◆ **Your task**:
What is needed is a copy of each line in the listing that contains "self".

◆ **The input**:

PR #442, opened 2024-11-27
feat: add a debug-mode to the node

Freyskeyd:
# Description

This PR is adding a new field in the config to activate a `debug-mode`.
The Debug mode will save all certificates received in another DB.
A new API is also exposed to retrieve them.

## PR Checklist:

### DIFF
--- a/crates/agglayer-config/src/lib.rs
+++ b/crates/agglayer-config/src/lib.rs
@@ -104,6 +104,10 @@ pub struct Config {
     #[serde(default = "default_prover_entrypoint")]
     #[serde(skip_serializing_if = "String::is_empty")]
     pub prover_entrypoint: String,
+
+    #[serde(default)]
+    #[serde(skip_serializing_if = "<&bool as std::ops::Not>::not")]
+    pub debug_mode: bool,
 }
 
 impl Config {
@@ -153,6 +157,7 @@ impl Config {
             shutdown: Default::default(),
             certificate_orchestrator: Default::default(),
             prover_entrypoint: default_prover_entrypoint(),
+            debug_mode: false,
         }
     }
 
--- a/crates/agglayer-config/src/lib.rs
+++ b/crates/agglayer-config/src/lib.rs
@@ -106,7 +106,7 @@ pub struct Config {
     pub prover_entrypoint: String,
 
     #[serde(default)]
-    #[serde(skip_serializing_if = "<&bool as std::ops::Not>::not")]
+    #[serde(skip_serializing_if = "is_false")]
     pub debug_mode: bool,
 }
 
@@ -224,4 +224,8 @@ impl<'de> DeserializeSeed<'de> for ConfigDeserializer<'_> {
             .validate()
             .map_err(|e| serde::de::Error::custom(e.to_string()))
     }
+}
+
+fn is_false(b: &bool) -> bool {
+    !*b
 }
--- a/crates/agglayer-node/src/rpc/mod.rs
+++ b/crates/agglayer-node/src/rpc/mod.rs
@@ -4,6 +4,8 @@ use agglayer_config::epoch::BlockClockConfig;
 use agglayer_config::Config;
 use agglayer_config::Epoch;
 use agglayer_storage::columns::latest_settled_certificate_per_network::SettledCertificate;
+use agglayer_storage::stores::DebugReader;
+use agglayer_storage::stores::DebugWriter;
 use agglayer_storage::stores::PendingCertificateReader;
 use agglayer_storage::stores::PendingCertificateWriter;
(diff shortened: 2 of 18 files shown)


hadjiszs (approved):

iljakuklic (approved):

crates/agglayer-config/src/lib.rs
```diff
@@ -104,6 +104,10 @@ pub struct Config {
     #[serde(default = "default_prover_entrypoint")]
     #[serde(skip_serializing_if = "String::is_empty")]
     pub prover_entrypoint: String,
+
+    #[serde(default)]
+    #[serde(skip_serializing_if = "<&bool as std::ops::Not>::not")]
```
0xaatif, line 109: style: I tend to write a `is_false`, which reads a bit easier ;)

crates/agglayer-node/src/rpc/mod.rs
```diff
@@ -452,6 +476,35 @@ where
             Ok(None)
         }
     }
+
+    async fn debug_get_certificate(
+        &self,
+        certificate_id: CertificateId,
+    ) -> RpcResult<(Certificate, Option<CertificateHeader>)> {
+        trace!("Received request to get certificate for id {certificate_id}");
```
0xaatif, line 484: smell: We're `trace!`-ing entry to this function, and `error!`-ing appropriately, which feels similar to the `tracing::instrument` macro :D

crates/agglayer-config/src/lib.rs
atanmarko: We probably don't need trace there at all.

crates/agglayer-node/src/rpc/mod.rs
atanmarko: We probably don't need trace there at all.

Freyskeyd: > We probably don't need trace there at all.

It is useful when locally debugging access, as the `Ok` doesn't log anything. If it becomes too annoying, we'll remove it.

> smell: We're `trace!`-ing entry to this function, and `error!`-ing appropriately, which feels similar to the `tracing::instrument` macro :D

The `instrument::instrument` macro is just here to define the `Span` in which the function is part of, with pre-initialized fields and stuff. It doesn't provide any logs and in fact won't do anything if there is no event produced in it.

0xaatif: > The instrument::instrument macro is just here to define the Span in which the function is part of, with pre-initialized fields and stuff. It doesn't provide any logs and in fact won't do anything if there is no event produced in it.

I think `tracing` is more poweful than you give it credit for :)
```rust
use std::{env, fs::File, io::{self, Write as _}, path::Path};

#[tracing::instrument(skip(bytes), err, level = "info")]
fn write_to_file(path: &Path, bytes: &[u8]) -> io::Result<()> {
    File::create(path)?.write_all(bytes)
}

fn main() {
    tracing_subscriber::fmt().init();
    for path in env::args_os().skip(1) {
        let _ = write_to_file(path.as_ref(), b"foo");
    }
}
```

```console
$ cargo run --quiet --example demo -- /dev/null /does/not/exist
2024-11-29T18:04:26.472443Z ERROR write_to_file{path="/does/not/exist"}: demo: error=No such file or directory (os error 2)
```

0xaatif: - `skip(bytes)`: don't include `bytes` in the span.
- `err`: emit an event for `Result::Err`
- `level = "info"` level for the span events when doing this:
```rust
    tracing_subscriber::fmt()
        .with_span_events(FmtSpan::FULL)
        .init();
```

Freyskeyd: I know what `tracing` can do, but in the scope of this PR, introducing changes related to tracing and how we track and expose the instrumented function doesn't seem to be a good idea. It should be a dedicated PR that asserts how logs are displayed for both devs and tools like Datadog.

I really think that we have room for improvement on this part, both in terms of logs but also in terms of general observability. It is just a matter of defining how we want to do it and doing it at the right time and the right place. For that, I created a [ticket](https://github.com/orgs/agglayer/projects/4?query=sort%3Aupdated-desc+is%3Aopen&pane=issue&itemId=89193327) that you can edit or comment with suggestions if you have some 🙂 

As this PR is part of an ongoing effort to production, I'll remove this log as it is not really important, but if I should have to rely on `instrument` for replacing this single `trace` I would have used something like `#[instrument(level = "trace", skip(self), err(level = Level::TRACE))]` with only `FmtSpan::NEW` (or maybe `FmtSpan::NEW | FmtSpan::CLOSE`) to not be too verbose, I think.

PR #444, opened 2024-11-28
fix: get rid of stale nodes before going through disk

hadjiszs:
# Description

- the read smt db operation was not working for smt containing stale nodes
- fixes:
  - make the read smt db operation robust against smt with stale nodes
  - prune the stale nodes before each and every pass through the DB

## PR Checklist:


crates/agglayer-certificate-orchestrator/src/network_task.rs
```diff
@@ -508,14 +513,21 @@ where
...
+                    if let Some(mut new) = self.pending_state.take() {
                         debug!(
                             "Updated the state for network {} with the new state {} > {}",
                             self.network_id,
                             self.local_state.get_roots().display_to_hex(),
                             new.get_roots().display_to_hex()
                         );
 
+                        // Prune the SMTs of the state
+                        new.prune_stale_nodes()
```
Freyskeyd, line 525: Can we do that in the `cerifier` instead?

crates/agglayer-storage/src/stores/state/mod.rs
```diff
@@ -396,9 +398,16 @@ impl StateStore {
                         left: *left.as_bytes(),
                         right: *right.as_bytes(),
                     });
-
-                    keys.push_back(SmtKeyType::Node(left));
-                    keys.push_back(SmtKeyType::Node(right));
+                    // update here
```
Freyskeyd, line 401:
```suggestion

```

crates/agglayer-storage/src/stores/state/mod.rs
```diff
@@ -396,9 +398,16 @@ impl StateStore {
...
+                    if !already_read.contains(&left) {
+                        already_read.insert(left);
+                        keys.push_back(SmtKeyType::Node(left));
+                    }
+                    if !already_read.contains(&right) {
+                        already_read.insert(right);
+                        keys.push_back(SmtKeyType::Node(right));
+                    }
+                    // update end
```
Freyskeyd, line 410:
```suggestion
```

crates/agglayer-storage/src/stores/state/mod.rs
```diff
@@ -381,6 +382,7 @@ impl StateStore {
         let mut nodes: Vec<Node<Keccak256Hasher>> = Vec::new();
         nodes.push(root_node);
 
+        let mut already_read = BTreeSet::new();
```
Freyskeyd, line 385: Maybe we can find a better name, not a blocker tho

crates/agglayer-storage/src/stores/state/mod.rs
```diff
@@ -485,11 +494,21 @@ impl StateReader for StateStore {
         &self,
         network_id: NetworkId,
     ) -> Result<Option<LocalNetworkStateData>, Error> {
-        match (
-            self.read_local_exit_tree(network_id)?,
-            self.read_smt::<BalanceTreePerNetworkColumn, LOCAL_BALANCE_TREE_DEPTH>(network_id)?,
-            self.read_smt::<NullifierTreePerNetworkColumn, NULLIFIER_TREE_DEPTH>(network_id)?,
-        ) {
+        debug!("Reading local network state for network_id: {}", network_id);
```
Freyskeyd, line 497: I don't think we need to keep all of those debug right?

crates/agglayer-storage/src/stores/state/tests.rs
```diff
@@ -135,3 +137,95 @@ fn can_detect_inconsistent_state(network_id: NetworkId, store: StateStore) {
...
+
+use pessimistic_proof_test_suite::sample_data::{self as data};
+
+#[rstest]
+fn can_read(network_id: NetworkId, store: StateStore) {
+    let certificates: Vec<Certificate> = [
+        "n15-cert_h0.json",
+        "n15-cert_h1.json",
+        "n15-cert_h2-v2.json",
+        //"n15-cert_h3-v2.json",
```
Freyskeyd, line 149: Should it be uncommented or is it a leftover?

Freyskeyd (approved):

crates/agglayer-storage/src/stores/state/mod.rs
hadjiszs: I renamed it to `queued`, happy to rename it to something else

crates/agglayer-storage/src/stores/state/mod.rs
hadjiszs: Removed, I kept only the 1st log

crates/agglayer-storage/src/stores/state/tests.rs
hadjiszs: Leftover that I removed, this certificate was an attempt to replicate the h3 issue, I also renamed `n15-cert_h2-v2.json` to `n15-cert_h2.json` and deleted the unused ones

crates/agglayer-storage/src/stores/state/mod.rs
Freyskeyd: I think that `queue` isn't the right name either, we're storing the `hash` of every node that the SMT contains, shouldn't it be something like `smt_hashes` or `node_hashes` ?
I also think that we could do the `if insert..` before even being in the match, but I'm fine letting it this way for now.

◆ **Exercise solution**:
+        &self,
use std::{env, fs::File, io::{self, Write as _}, path::Path};
As this PR is part of an ongoing effort to production, I'll remove this log as it is not really important, but if I should have to rely on `instrument` for replacing this single `trace` I would have used something like `#[instrument(level = "trace", skip(self), err(level = Level::TRACE))]` with only `FmtSpan::NEW` (or maybe `FmtSpan::NEW | FmtSpan::CLOSE`) to not be too verbose, I think.
+                    if let Some(mut new) = self.pending_state.take() {
                             self.network_id,
                             self.local_state.get_roots().display_to_hex(),
         &self,
-            self.read_local_exit_tree(network_id)?,
-            self.read_smt::<BalanceTreePerNetworkColumn, LOCAL_BALANCE_TREE_DEPTH>(network_id)?,
-            self.read_smt::<NullifierTreePerNetworkColumn, NULLIFIER_TREE_DEPTH>(network_id)?,
+use pessimistic_proof_test_suite::sample_data::{self as data};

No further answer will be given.